Bullet and Shell Civil War Projectiles Forum

Relic Discussion => Recommended Reading => Topic started by: speedenforcer on June 14, 2019, 10:03:59 PM

Title: CO Aytch
Post by: speedenforcer on June 14, 2019, 10:03:59 PM
Not projectile related but still a good book.
Title: Re: CO Aytch
Post by: divedigger on June 15, 2019, 08:11:34 AM
a very fun read, I have had three copies of this book, the first two were stolen!
Title: Re: CO Aytch
Post by: speedenforcer on June 15, 2019, 09:22:01 AM
I loaned my only copy out to a cousin and he "lost" it. funny he never offered to get me another. He has hinted about borrowing other books. His hints go in one ear and out the other.
Title: Re: CO Aytch
Post by: CarlS on June 15, 2019, 08:16:35 PM
I consider this a must read for anyone interested in the ACW.  As DiveDigger says it is "a very fun read".  An especially of interesting part to me is a nice section on the fighting at Cheatham Hill which is near my house and the center of the CS lines at the Battle of Kennesaw Mountain.
Title: Re: CO Aytch
Post by: speedenforcer on June 16, 2019, 08:50:12 AM
I agree, enjoyable book. I question some of the stories on accuracy. But I wasn't there so I don't know. Like when he was eating at the table with I think it was his Lieutenant and a bullet shot came out of no where and struck his Lt in the head. If I remember correctly he said he kept eating. I find that unlikely. I would think there would be an immediate call to arms so to speak.
Title: Re: CO Aytch
Post by: Garret on June 21, 2019, 12:23:58 AM
There are actually a lot of artillery related accounts in the book.   The one that comes to my mind is the portion titled "Pine Mountain--Death of General Leonidas Polk.   "While looking at them with his field glass, a solid shot from the Federal guns struck him in his left breast, passing through his body and through his heart.   I saw him while the infirmary corps were bringing him off the field.   He was as white as a piece of marble, and the most remarkable thing about him was, that not a drop of blood was ever seen to come out of the place through which the cannon ball had passed."   

A couple of pages later he writes about the "Dead Angle" at Kennesaw, Georgia:  "...the Federal line opened upon us, and for more than an hour they poured their solid and chain shot, grape and shrapnel right upon this salient point, defended by our regiment alone...."

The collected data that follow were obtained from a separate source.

PR #1960, opened 2024-04-18
feat(HMS-3582): add first boot step to wizard

amirfefer:
This PR adds the ability to add a first boot script (currently just bash/shell) in the blueprint wizard.

Screenshot 2024-04-18 at 18 33 12

- [x] Add first boot step into v2 wizard
- [x] Add an alert (warning?) for sensitive data
- [x] Map the script into the blueprint request and wizard state
- [x]  Add full test coverage for testing the request
- [x] Align other tests
### Demo 
_shows a full roundtrip to backend - editing an existing blueprint._

https://github.com/osbuild/image-builder-frontend/assets/11807069/5b5374df-9c0b-447f-b8bb-7399f6b6e52d


amirfefer:
The alert content:
Screenshot 2024-04-18 at 18 47 32

ezr-ondrej:
> Do we want this in production immediately, or should we put behind Unleash flags so we can keep in stage? @croissanne?

I believe we wanted to have it behind feature flag, right?

src/test/Components/CreateImageWizardV2/steps/FirstBoot/Firstboot.test.tsx
```diff
@@ -0,0 +1,116 @@
...
+];
+
+describe('First Boot step', () => {
+  test('should render First Boot step', async () => {
+    await render();
+    await goToFirstBootStep();
+    expect(screen.getByText('First boot configuration')).toBeInTheDocument();
+  });
+  describe('validate first boot request ', () => {
+    test('should validate first boot request', async () => {
```
lucasgarfield, line 85: @amirfefer would you mind refactoring this a bit by extracting the steps into small functions with clear names?

For instance this might be something like:
```typescript
await render();
await goToFirstBootStep();
await addShellScript();
await goToReviewStep();
...
```

src/Components/CreateImageWizardV2/EditImageWizard.tsx
```diff
@@ -36,7 +36,7 @@ const EditImageWizard = ({ blueprintId }: EditImageWizardProps) => {
       navigate(resolveRelPath(''));
     }
   }, [error, navigate]);
-  return <CreateImageWizard startStepIndex={13} />;
+  return <CreateImageWizard startStepIndex={14} />;
```
lucasgarfield, line 39: Will probably need to bump this to 15 if we get the Snapshotting PR in first :thinking:

src/Components/CreateImageWizardV2/steps/FirstBoot/index.tsx
```diff
@@ -0,0 +1,52 @@
...
+      </Alert>
+      <CodeEditor
+        isUploadEnabled
+        isDownloadEnabled
+        isCopyEnabled
+        isLanguageLabelVisible
+        language={Language.shell}
+        onCodeChange={(code) => dispatch(setFirstBootScript(code))}
+        code={selectedScript}
+        height="400px"
```
lucasgarfield, line 46: Do we not want this to just fill the vertical space?

src/store/wizardSlice.ts
```diff
@@ -272,6 +276,10 @@ export const selectInputValidation =
     return isValid ? 'success' : 'error';
   };
 
+export const selectFirstBootScript = (state: RootState) => {
+  return state.wizard.firstBoot?.script;
```
lucasgarfield, line 280: No need for `?` here I think if we use `''` as the empty/none state.

src/test/Components/CreateImageWizardV2/steps/FirstBoot/Firstboot.test.tsx
lucasgarfield, line 1: Can we name this FirstBoot.test.tsx to be consistent?

src/test/Components/CreateImageWizardV2/steps/FirstBoot/Firstboot.test.tsx
```diff
@@ -0,0 +1,116 @@
...
+const goToReviewStep = async () => {
+  await clickNext(); // Details
+  await enterBlueprintName();
+  await clickNext(); // Review
+};
+
+const SCRIPT = `#!/bin/bash
+systemctl enable cockpit.socket`;
+
+const getFirstbootData = (): ImageBuilderFile[] => [
```
lucasgarfield, line 62: Would it be simpler for now to have this just be an object and not a function that returns an object?

src/store/wizardSlice.ts
amirfefer: if you edit an old blueprint, `state.wizard.firstBoot` is undefined.

ezr-ondrej (changes requested):
I've tested this and it creates the required files, but doesn't run the firstboot, because we did not enabled it, we are missing following in the request:
```
    "services": {
      "enabled": [
        "custom-first-boot"
      ]
    },
```

src/Components/CreateImageWizardV2/steps/FirstBoot/index.tsx
amirfefer: leaving it empty or with `100%` doesn't work well, so instead I used the responsive `vh` value.

amirfefer:
@lucasgarfield, @ezr-ondrej  I addressed your requests, plus:

- [ ] Rebased with snapshot
- [ ] Adding `custom-first-boot` enabled service
- [ ] Added a feature flag
- [ ] Aligned All tests

ezr-ondrej (commented):
It does work! :tada:
Just copy [lzaps gist](https://gist.github.com/lzap/d074df43ce2be3acc01ffbf8830aa2d5#file-custom-first-boot) and you'll get cockpit on your machine! 

Nitpicks: 
* we are missing info about the script being added in the Review step.
* the flag allows for enable/disable only for both environments, which might get us in tricky position, but it can be solved in a follow-up

amirfefer:
Thanks @ezr-ondrej.
Added `isBeta` and also an indicator in review step:
Screenshot 2024-05-02 at 16 07 50

src/Components/CreateImageWizardV2/steps/Review/ReviewStep.tsx
```diff
@@ -175,6 +179,17 @@ const Review = ({ snapshottingEnabled }: { snapshottingEnabled: boolean }) => {
         {/* Intentional prop drilling for simplicity - To be removed */}
         <ContentList snapshottingEnabled={snapshottingEnabled} />
       </ExpandableSection>
+      <ExpandableSection
```
ezr-ondrej, line 182: Should this be behind the feature flag?

ezr-ondrej: Ah, disregard :)

src/Components/CreateImageWizardV2/CreateImageWizard.tsx
```diff
@@ -126,6 +128,8 @@ const CreateImageWizard = ({ isEdit }: CreateImageWizardProps) => {
 
   // =========================TO REMOVE=======================
 
+  const firstbootFlag = useFlag('image-builder.firstboot.enabled');
+  const isFirstBootEnabled = isBeta() && firstbootFlag;
```
ezr-ondrej, line 132: Given we should use it to hide the review as well, should this live in Utilities?
Something like https://github.com/osbuild/image-builder-frontend/blob/main/src/Utilities/useExperimentalFlag.ts

lucasgarfield: What if we had a single hook, `useFirstBootEnabled`, that would return true or false depending on whether we were in stage or prod _and_ whether the flags `image-builder.firstboot.stable.enabled` or image-`builder.firstboot.beta.enabled` were on/off?

lucasgarfield (approved):
Works nicely! I think we need to make a new pattern for how to handle blueprints that use preview features as they will still appear in the stable version, but that's for a follow-up PR.

ezr-ondrej:
> Works nicely! I think we need to make a new pattern for how to handle blueprints that use preview features as they will still appear in the stable version, but that's for a follow-up PR.

Bit fast on the button IMO :stuck_out_tongue: @amirfefer can you hide it from review in a follow-up pls? :)

Issue #1788, opened 2024-03-12
Wizard/s: Make Manual partitioning radio disabled for ISO only images


regexowl:
FSC is not applied to bare metal - installer images. When an iso only image gets built, the FSC step displays an alert to make the user aware of the fact and the manual radio button could get disabled.

Careful about multiple target images. In a case when there are more target types the radio should be enabled even though there is iso among them.

![image](https://github.com/osbuild/image-builder-frontend/assets/49452678/f83a355a-4547-4ad9-96b0-b8272429fe5e)

PR #1965, opened 2024-04-19
V2 Wizard: Fix OpenSCAP step (HMS-2781)

lucasgarfield:
OpenSCAP profile info is now correctly loaded into the state and verified to be in the final request with tests.

I modified the fixtures for the OpenSCAP profiles. My changes ensure we have a Venn-diagram like overlap when changing from one profile to another where one package is the same, one package is removed, and one package is added. The same is true for the services and partitions. For kernel args it is not so important as that is just a string (as opposed to an array), so it is enough to be different.

I was able to eliminate a useEffect by replacing it with a lazy query trigger function. Setting the second arg `preferCacheValue` to `true` means that a request is only made if cached data is not available.

I modified the Redux reducers a bit to add some additional safety. 

`changeFileSystemPartitionMode` is now responsible for initializing the partitions field in the state by adding the root partition – previously this was done in the components themselves by dispatching `addPartition`. This reducer can always be safely dispatched – if the mode is ‘manual’, dispatching it with a payload of ‘manual’ will not result in any changes to the state. 

`addPackage` is also safer now. When a package is added, the list of packages is checked. If there is a package with an identical name, the new package overwrites the previous package. This is useful because the description may be different for the same package – for instance, when adding an OpenSCAP package, we use a custom description (‘this package required by OpenSCAP’).

### DIFF
--- a/src/Components/CreateImageWizardV2/steps/FileSystem/FileSystemPartition.tsx
+++ b/src/Components/CreateImageWizardV2/steps/FileSystem/FileSystemPartition.tsx
@@ -1,20 +1,23 @@
 import React from 'react';
 
 import { FormGroup, Label, Radio } from '@patternfly/react-core';
-import { v4 as uuidv4 } from 'uuid';
 
-import { UNIT_GIB } from '../../../../constants';
 import { useAppDispatch, useAppSelector } from '../../../../store/hooks';
 import {
-  changeFileSystemConfiguration,
   changeFileSystemPartitionMode,
   selectFileSystemPartitionMode,
+  selectProfile,
 } from '../../../../store/wizardSlice';
 
 const FileSystemPartition = () => {
-  const id = uuidv4();
   const dispatch = useAppDispatch();
   const fileSystemPartitionMode = useAppSelector(selectFileSystemPartitionMode);
+  const hasOscapProfile = useAppSelector(selectProfile);
+
+  if (hasOscapProfile) {
+    return undefined;
+  }
+
   return (
     <FormGroup>
       <Radio
@@ -33,7 +36,6 @@ const FileSystemPartition = () => {
         isChecked={fileSystemPartitionMode === 'automatic'}
         onChange={() => {
           dispatch(changeFileSystemPartitionMode('automatic'));
-          dispatch(changeFileSystemConfiguration([]));
         }}
       />
       <Radio
@@ -45,16 +47,6 @@ const FileSystemPartition = () => {
         isChecked={fileSystemPartitionMode === 'manual'}
         onChange={() => {
           dispatch(changeFileSystemPartitionMode('manual'));
-          dispatch(
-            changeFileSystemConfiguration([
-              {
-                id: id,
-                mountpoint: '/',
-                min_size: (10 * UNIT_GIB).toString(),
-                unit: 'GiB',
-              },
-            ])
-          );
         }}
       />
     </FormGroup>
--- a/src/Components/CreateImageWizardV2/steps/Oscap/Oscap.tsx
+++ b/src/Components/CreateImageWizardV2/steps/Oscap/Oscap.tsx
@@ -1,4 +1,4 @@
-import React, { useState, useEffect } from 'react';
+import React, { useState } from 'react';
 
 import {
   Alert,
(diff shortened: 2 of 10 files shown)


.gitignore
```diff
@@ -21,3 +21,4 @@ coverage
 
 *~
 bots
+.aider*
```
mgold1234, line 24: is it relate to that pr?

mgold1234:
It looks good overall, but there are some inconsistencies in the environment:
1) When a user adds an oscap profile, it takes a moment to see the impact of that change - switching from 'None' to another profile. Additionally, when quickly navigating to the File System configuration step, the 'Manually configure partitions' switch toggles after a second.
2) In the Open File System configuration step, if you check the 'Manually configure partitions' radio button and press 'Add partition' twice, the second attempt is blocked. Only after the user changes the first added partition can the 'Add partition' button be pressed again.

Uploading Screen Recording 2024-04-21 at 16.35.12.mov…

mgold1234:
https://github.com/osbuild/image-builder-frontend/assets/73419853/cb0e357e-1e52-4537-98fd-dd12d909847f

regexowl:
> In the Open File System configuration step, if you check the 'Manually configure partitions' radio button and press 'Add partition' twice, the second attempt is blocked. Only after the user changes the first added partition can the 'Add partition' button be pressed again.

Great catch! The "Add partition" button doesn't seem to do anything in cases when a `/home` partition is added. Adding duplicates of other mount points seems to be possible still though.

regexowl:
Should the automatic partitioning option get disabled when there's a file system pre-filled from an OSCAP profile? Clicking on automatic and back to manual deletes all the changes.

drop-fsc

lucasgarfield:
Thanks for QA @regexowl and @mgold1234, I'll get those issues fixed up asap.

> edit: Or we could just not render the radio buttons which would be consistent with the V1 behaviour.

I'll do this!

lucasgarfield:
I have fixed the slowness issue by setting `preferCacheValue: true` in the `trigger()` function that is called in the select handler for profiles. Previously we were refetching the profile data upon selection, now we use cached data if it is available.

I've also simplified how we handle the file system step partitions when a profile is selected/changed/cleared so it is equivalent to the V1 wizard: changing a profile clears all existing partitions, selecting none changes the mode back to automatic. I wanted it to be a bit more clever but there are just too many edge cases to think through, so let's just mimic V1 for now.

I need to do a little more clean up and this will be ready for review again. Thanks!

kingsleyzissou (commented):
This looks great! I have two quick comments:
- we probably want to disable `stig` and `stig_gui` like we did [here](https://github.com/osbuild/image-builder-frontend/pull/1895/commits/ee449b602768397a79cbb0b8390ababe4ca63a40) for the V1 wizard 
- I noticed that if we select ISO as the target and we select a profile, we still populate the partitions. This is maybe another edge case that we could look at in a follow up? (I've checked and seen that the V1 wizard does the same).

regexowl:
> I noticed that if we select ISO as the target and we select a profile, we still populate the partitions. This is maybe another edge case that we could look at in a follow up? (I've checked and seen that the V1 wizard does the same).

Great point, we have an open issue for disabling FSC when there's a bare metal target only: https://github.com/osbuild/image-builder-frontend/issues/1788

For now there's an alert, that any FSC customisation won't get applied. It's hidden under manual config though, maybe we could bump it a bit higher.

kingsleyzissou:
> For now there's an alert, that any FSC customisation won't get applied. It's hidden under manual config though, maybe we could bump it a bit higher.

I think the placement of the alert was fine :)

lucasgarfield:
> This looks great! I have two quick comments:
> 
>     * we probably want to disable `stig` and `stig_gui` like we did [here](https://github.com/osbuild/image-builder-frontend/pull/1895/commits/ee449b602768397a79cbb0b8390ababe4ca63a40) for the V1 wizard
> 
>     * I noticed that if we select ISO as the target and we select a profile, we still populate the partitions. This is maybe another edge case that we could look at in a follow up? (I've checked and seen that the V1 wizard does the same).

Good points, thank you! I might do these in a follow-up PR if that's okay with everyone, this one is already getting a bit complex.

mgold1234:
unit tests fail

mgold1234:
@lucasgarfield you fixed the 2 problem I saw, its looking gtreat

.gitignore
lucasgarfield: Nope :)

regexowl (approved):
Looks great! :sparkles: :rocket:

PR #1970, opened 2024-04-22
V2Wizard: Update save button

regexowl:
This removes the second "Save" from a save button on Review step.

before:
image

after:
image


lucasgarfield (approved):
Thanks!

PR #1975, opened 2024-04-23
V2 Wizard: Add AWS tests (HMS-2781)

lucasgarfield:
Adds tests to verify that building an AWS image using either sources or an account id results in a correctly generated request.


regexowl (approved):
LGTM

PR #1978, opened 2024-04-23
V2Wizard: Remove "Recreate" option for expired images

regexowl:
This replaces the "Recreate" option for expired imaged with a disabled download link.

The change is gated behind experimental mode so V1 imagesTable composes are not affected.


lucasgarfield (approved):
Thank you!

PR #1981, opened 2024-04-23
V2 Wizard: Disable back on first step (HMS-2781)

lucasgarfield:
Disables the back button on the first step of the wizard. Disabling the back button (as opposed to hiding it) is how the wizard works in the Patternfly official examples.

image


regexowl (approved):
Nice catch!

PR #1983, opened 2024-04-23
V2Wizard: Show selected packages in included repos

regexowl:
Previously when a package from an other repo was selected, it was still shown under "Other repos" toggle.

As a recommended repository gets added together with the package, it should be shown under "Included repos".

empty-state


lucasgarfield (approved):
Thank you!

PR #1989, opened 2024-04-24
V2Wizard: Fix VMware popovers

regexowl:
The popovers for VMware sphere types were not buttons. This caused weird behaviour with "ban" cursor when disabled and not opening popover when enabled.

"ban" cursor:
image


lucasgarfield (approved):
Nice catch!

PR #1990, opened 2024-04-24
V2Wizard: Re-use activation popover for Review step

regexowl:
I was bothered by the organization's id in Activation key popover not being separated by an empty line. While adding it I've noticed we duplicated the component on Review step. Cleaned up the code a bit and got rid of a useEffect.


lucasgarfield (approved):
Get the heck out of here, useEffect! Nice work! :smile:

PR #2387, opened 2024-08-28
test: Add revisit step button checks

regexowl:
This adds tests to check that the revisit buttons on the Review step are working correctly.

Also some minor cleanup, namely making case used in the names of describe and test more consistent and moving render functions outside of functions selecting targets to make the structure easier to go through.


regexowl:
I nearly unknowingly broke Revisit buttons on the Review step while working on https://github.com/osbuild/image-builder-frontend/pull/2348 so figured adding a simple test to each step won't hurt.

regexowl:
The locally non-reproducible Node 18 only async flakes will be the end of me :roll_eyes:

regexowl:
Cherry-picked into https://github.com/osbuild/image-builder-frontend/pull/2348

PR #2392, opened 2024-08-29
Wizard: Add beforeNext conditions to Details step footer

regexowl:
This adds beforeNext condition to the custom Details step footer, allowing to validate after clicking Next. That way the button is enabled, but gets disabled in the case validation errors and the helper text with the error renders immediately.

### DIFF
--- a/src/Components/CreateImageWizard/CreateImageWizard.tsx
+++ b/src/Components/CreateImageWizard/CreateImageWizard.tsx
@@ -203,6 +203,7 @@ const CreateImageWizard = ({ isEdit }: CreateImageWizardProps) => {
   // Firstboot
   const firstBootValidation = useFirstBootValidation();
   // Details
+  const [detailsPristine, setDetailsPristine] = useState(true);
   const detailsValidation = useDetailsValidation();
 
   let startIndex = 1; // default index
@@ -453,7 +454,14 @@ const CreateImageWizard = ({ isEdit }: CreateImageWizardProps) => {
             status={detailsValidation.disabledNext ? 'error' : 'default'}
             footer={
               <CustomWizardFooter
-                disableNext={detailsValidation.disabledNext}
+                beforeNext={() => {
+                  if (detailsValidation.disabledNext) {
+                    setDetailsPristine(false);
+                    return false;
+                  }
+                  return true;
+                }}
+                disableNext={!detailsPristine && detailsValidation.disabledNext}
               />
             }
           >
--- a/src/test/Components/CreateImageWizard/steps/Details/Details.test.tsx
+++ b/src/test/Components/CreateImageWizard/steps/Details/Details.test.tsx
@@ -63,6 +63,7 @@ describe('Step Details', () => {
     const nextButton = await getNextButton();
     expect(nextButton).toBeEnabled();
     await enterBlueprintName(' ');
+    await clickNext();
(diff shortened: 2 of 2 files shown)


regexowl:
@ezr-ondrej This is what I had in mind in https://github.com/osbuild/image-builder-frontend/pull/2305#issuecomment-2317561629, what do you think? Would this make sense?

src/Components/CreateImageWizard/CreateImageWizard.tsx
```diff
@@ -187,6 +187,7 @@ const CreateImageWizard = ({ isEdit }: CreateImageWizardProps) => {
   // Firstboot
   const firstBootValidation = useFirstBootValidation();
   // Details
+  const [detailsPristine, setDetailsPristine] = useState(true);
```
mgold1234, line 190: maybe change the name to 'detailsValidation'?

mgold1234:
looks good, just small suggestion

src/Components/CreateImageWizard/CreateImageWizard.tsx
regexowl: This is following the naming we have going on for `filesystemPristine` a few lines above. Validation is handled via the `useValidation` hook, this variable holds information about the pristinity of the step only.

regexowl:
To continue the discussion we had with @ezr-ondrej https://github.com/osbuild/image-builder-frontend/pull/2305#issuecomment-2318051064 - does this make sense or not for our use case?

@lucasgarfield @mgold1234 With the way things are set up in PatternFly validation we have two options of showing the user validation errors. This will be specifically for the Details step's Blueprint name input, but there are several places where similar problem occurs (snapshot validation comes to mind):

1. when a non-valid name is entered, we currently disable Next, but an error doesn't get rendered unless the user clicks outside of the input (`onBlur`). That means user can have the name filled in, can't continue because of disabled button, but doesn't see why.
2. similarly to FSC step we could let the Next button be enabled, but disable it and render an error when the Next button with non-valid name filled in is clicked, which would be this PR.

A fair point is that the always enabled Next even with incorrect values might feel like a bait. On the other hand I feel it's a bit more transparent, but to be honest I'm very much undecided on this. What do you think?

ezr-ondrej (approved):
Sorry for the delay here, I think this is a sane aproach :+1:
Slight disadvantage is that we are still incorrect in some cases (you can't go next, but the button is blue). But it's better then the alternative today - keeping the button disabled even if you could continue and there is just lag.

regexowl:
Aah right, this will break the IQE tests I guess. :thinking: 

The original behaviour of Details step when entering an invalid blueprint name was that the Next button got disabled, but no error was rendered.

The new behaviour should be that the Next button is enabled, but when clicking on it the validation kicks in, disables the button and the error gets immediately rendered (when the form is pristine only).

@jrusz @tkoscieln would you have time to take a look at this please? It's not urgent, we'll also probably need to support both scenarios while the changes are soaking in the stage.

jrusz:
I see a bug with this. When I type an already existing blueprint name, the error is shown but the "Next" button is still enabled. It only gets disabled once clicked on. The test sees that it's enabled, clicks on it and then fails because it expects the Review step to appear. 
image

regexowl:
This is a bit stale. Might revisit how we're doing validation and informing users about errors later, but closing for now.

PR #2393, opened 2024-08-29
codecov: enable codecov in our repo

mgold1234:
this commit add the configuration for codecov,
to be able to see the coverage of vitest in codecov website.

### DIFF
--- a/.github/workflows/dev-checks.yml
+++ b/.github/workflows/dev-checks.yml
@@ -28,4 +28,10 @@ jobs:
     - name: Run lint check
       run: npm run lint
     - name: Run unit tests
-      run: npm run test
+      run: npm run test:coverage
+    - name: Upload coverage to Codecov
+      uses: codecov/codecov-action@v4
+      with:
+        token: ${{ secrets.CODECOV_TOKEN }}
+        files: ./coverage/junit.xml
+        verbose: true
--- a/vitest.config.ts
+++ b/vitest.config.ts
@@ -17,6 +17,10 @@ const config = {
     testTimeout: 10000,
     fileParallelism: false,
   },
+  reporters: ['default', 'junit'],
+  outputFile: {
+    junit: './coverage/junit.xml',
+  },
   resolve: {
     mainFields: ['module'],
   },


schuellerf (approved):
/LGTM

package.json
```diff
@@ -90,7 +90,7 @@
     "start:msw:stage": "NODE_ENV=development MSW=TRUE fec dev --clouddotEnv=stage",
     "test": "TZ=UTC vitest run",
     "test:watch": "TZ=UTC vitest",
-    "test:coverage": "TZ=UTC vitest run --coverage",
+    "test:coverage":  "TZ=UTC vitest run --coverage --reporter=junit --outputFile=./coverage/junit.xml",
```
regexowl, line 93: Looks like there is one extra space, but otherwise looks good to me!

```suggestion
    "test:coverage": "TZ=UTC vitest run --coverage --reporter=junit --outputFile=./coverage/junit.xml",
```

.gitignore
```diff
@@ -24,3 +24,4 @@ coverage
 
 *~
 bots
+./coverage/junit.xml
```
regexowl, line 27: We already have `coverage` in .gitignore, shouldn't that be enough to remove the coverage folder from files to commit? :thinking:

mgold1234: It should be enough, I will remove it

schuellerf (approved):
lgtm

regexowl:
One more question - sorry, always getting late to it :sweat_smile: - shouldn't we add another reporter as well? What I mean is when you look at the Run unit tests section in a devCheck https://github.com/osbuild/image-builder-frontend/actions/runs/10667183406/job/29564199819?pr=2393 there are results for the coverage, but no test outputs. I've tried locally breaking a test and I can see the failures in `junit.xml`, but didn't get anything in the console output. Would this mean we'll need to got to the coverage report to see if there are any broken tests each time?

image

regexowl:
Aha! Quickly looked into it a bit and currently the junit is overriding the default reporters. What could be done is adding junit next to them and setting up an output file for it separately. We could move both settings to the vitest.config.ts to have all configuration in one place.

So what I'd propose is adding something like this to the "coverage" section of `vitest.config.ts`:
```
      reporters: ['default', 'junit'],
      outputFile: {
        junit: './coverage/junit.xml',
      },
```

and removing the reporter and the outputFile from the `package.json` script. This way we should keep both the default set of reporters and also have the junit set up with an outputFile. What do you think?

I'm basing everything on https://vitest.dev/guide/reporters#junit-reporter so it's possible I've missed something :sweat_smile:

regexowl (changes requested):
Requesting changes so it doesn't get merged by accident :sweat_smile:

regexowl (approved):
Works great! Thank you :sparkles:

In the section about Murfreesboro he wrote:  "As I went back to the field hospital, I overtook another man walking along.   I do not know to what regiment he belonged, but I remember of first noticing that his left arm was entirely gone.   His face was white as a sheet.  The breast and sleeve of his coat had been torn away, and I could see the frazzled end of his shirt sleeve, which appeared to be sucked into the wound.  I looked at it pretty close, and I said 'Great God!' for I could see his heart throb, and the respiration of his lungs.   I was filled with wonder and horror at the sight.   He was walking along, when all of a sudden he dropped down and died without a struggle or a groan."

There's a ton of artillery related accounts in Co Aytch that have remained in my memory since reading it that I remember where they are in the book years later.   It's such a fascinating account of the war. 
Title: Re: CO Aytch
Post by: speedenforcer on June 22, 2019, 12:55:55 PM
I stand corrected. It has been many many years since I read the book so my memory of most of it has failed me. But I do remember it being a very good book.